◆ What to do
Only reproduce the lines from the line containing "into a float?" onward, exactly, through the final line of the data below.

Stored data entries
PR #395, opened 2021-12-20
Fee estimation

TheCharlatan:
Based on #388

@zkao , I am loosing quite some precision with the amount parsing. The reason I'm using the bitcoin amount type is that sending a float in the emitted Event is kind of hard to get right, since we can't hash floats. Do you want a string instead, that can then be parsed into a float?

### DIFF
--- a/src/swapd/runtime.rs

◆ Answer section
@zkao , I am loosing quite some precision with the amount parsing. The reason I'm using the bitcoin amount type is that sending a float in the emitted Event is kind of hard to get right, since we can't hash floats. Do you want a string instead, that can then be parsed into a float?

### DIFF
--- a/src/swapd/runtime.rs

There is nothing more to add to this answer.